Winning the deal at all costs: We have overall ARR targets at PostHog, but these are not exclusively achieved by the CS team - the vast majority of our paying customers come in without ever talking to us. This means that revenue isn't the CS team's responsibility alone, so we don't have to close deals where we get a short term bump to revenue in exchange for long term pain/churn (e.g. forcing a non-ICP deal to close with extremely discounted pricing).
Target customer for hands-on success
At PostHog, we already have thousands of ICPs using the product, so we need to be even more focused in terms of who we reach out to. Within PostHog's existing ICP definition, we're particularly interested in talking to companies that:
- Need to excel at product-led growth to remain competitive
- Have budget, and savvy engineers are the decision makers
- Have achieved product-market fit
- Have B2B products
Large or enterprise customers
As we get bigger, we're getting more inbound demand from larger organizations which have a very different buying process from our smaller customers. If we want to reach our ambitious revenue goals, we'll need to get good at selling to this segment of customer. However, we need to do this without compromising our focus on building a great product for our ICP.
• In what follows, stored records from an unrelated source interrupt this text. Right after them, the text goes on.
PR #92, opened 2020-01-30
Completed PreCourse_1. Please Review

vinaypotla17:


super30admin:
Great Job Vinay. Liked the way you commented your code. Add time and space complexities. Why didn't we use a size variable for doing Level Order Traversal. How do we identify that we need not use a size variable?

vinaypotla17:
From what I have understood of the question, as we are using a queue it traverses the whole binary tree and as we are using a linked list we can dynamically add and remove the nodes.

Issue #283, opened 2024-03-19
The python package gnupg is unmaintained


brassy-endomorph:
This needs to be replaced, possibly with [`pysequoia`](https://pypi.org/project/pysequoia/)

glenn-sorrentino:
Closed after adding pysequoia

PR #308, opened 2024-03-28
Add pyseqouia

glenn-sorrentino:
- Successfully added `pyseqouia`
- Include `rust` in installer
- Addressed an issue where client-side encryption was only happening when logged in
- Removed `gnupg`
- Removed `list_keys`


glenn-sorrentino:
This closes #283 

Merging as this is verified to be working, and the number of changes here impacts your PR, @brassy-endomorph. I tried retrofitting with your changes but with no success.

PR #318, opened 2024-04-03
Integrate Ansible

glenn-sorrentino:
- Added setup.yml
- Added common.yml
- Added encrypted secrets/secrets.yml
- Installed Ansible locally and tested deploying.
   - `ansible-playbook -i <IP>, setup.yml --ask-vault-pass -e ansible_ssh_private_key_file=~/.ssh/dev -e ansible_user=root`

To prevent us going down the wrong path with deals like these, we follow 4 simple principles:
- We don't contract deliverables. Otherwise a single customer could have too much of an impact on team morale and priorities.
- We will build things for a big customer, as long as we are confident they won’t be the only user of that thing.
- Customers need to try PostHog before they ask us to change things. We love feedback from customers. We don't love big requirement documents from people that haven't used our product before.
- We don’t care about losing deals. If we have to walk away from a deal because we'd have to compromise on these principles, we will. We can do this because we have a really strong growth engine with our ICP customers.
We'd typically define a deal as a large deal if it has most of the following:
- The customer puts us through a lengthy procurement process (3+ months)
- The customer wants us to build new features
- There are multiple stakeholders on the customer side, some or all of whom are not engineers
- The deal is larger than $250k/year
Who the CS team are
The CS Small Team page is maintained here. By 2026, we still want to be a very small but highly effective and responsive team (<20 people), rather than a very large sales team with all the traditional functions and hierarchy. In addition to people who share PostHog's culture, we also value:
- People who have very high empathy with product engineers and their needs
- People who are happy to choose their own objectives if it meets a business goal
- Low ego, and a willingness to turn around even the most disgruntled and unreasonable customer
- Hands-on people not motivated by managing a team
How we work
We also have detailed guidance in the sidebar for things like how to manage sales day-to-day under Sales Operations and CRM.
We are also responsible for customer support at PostHog.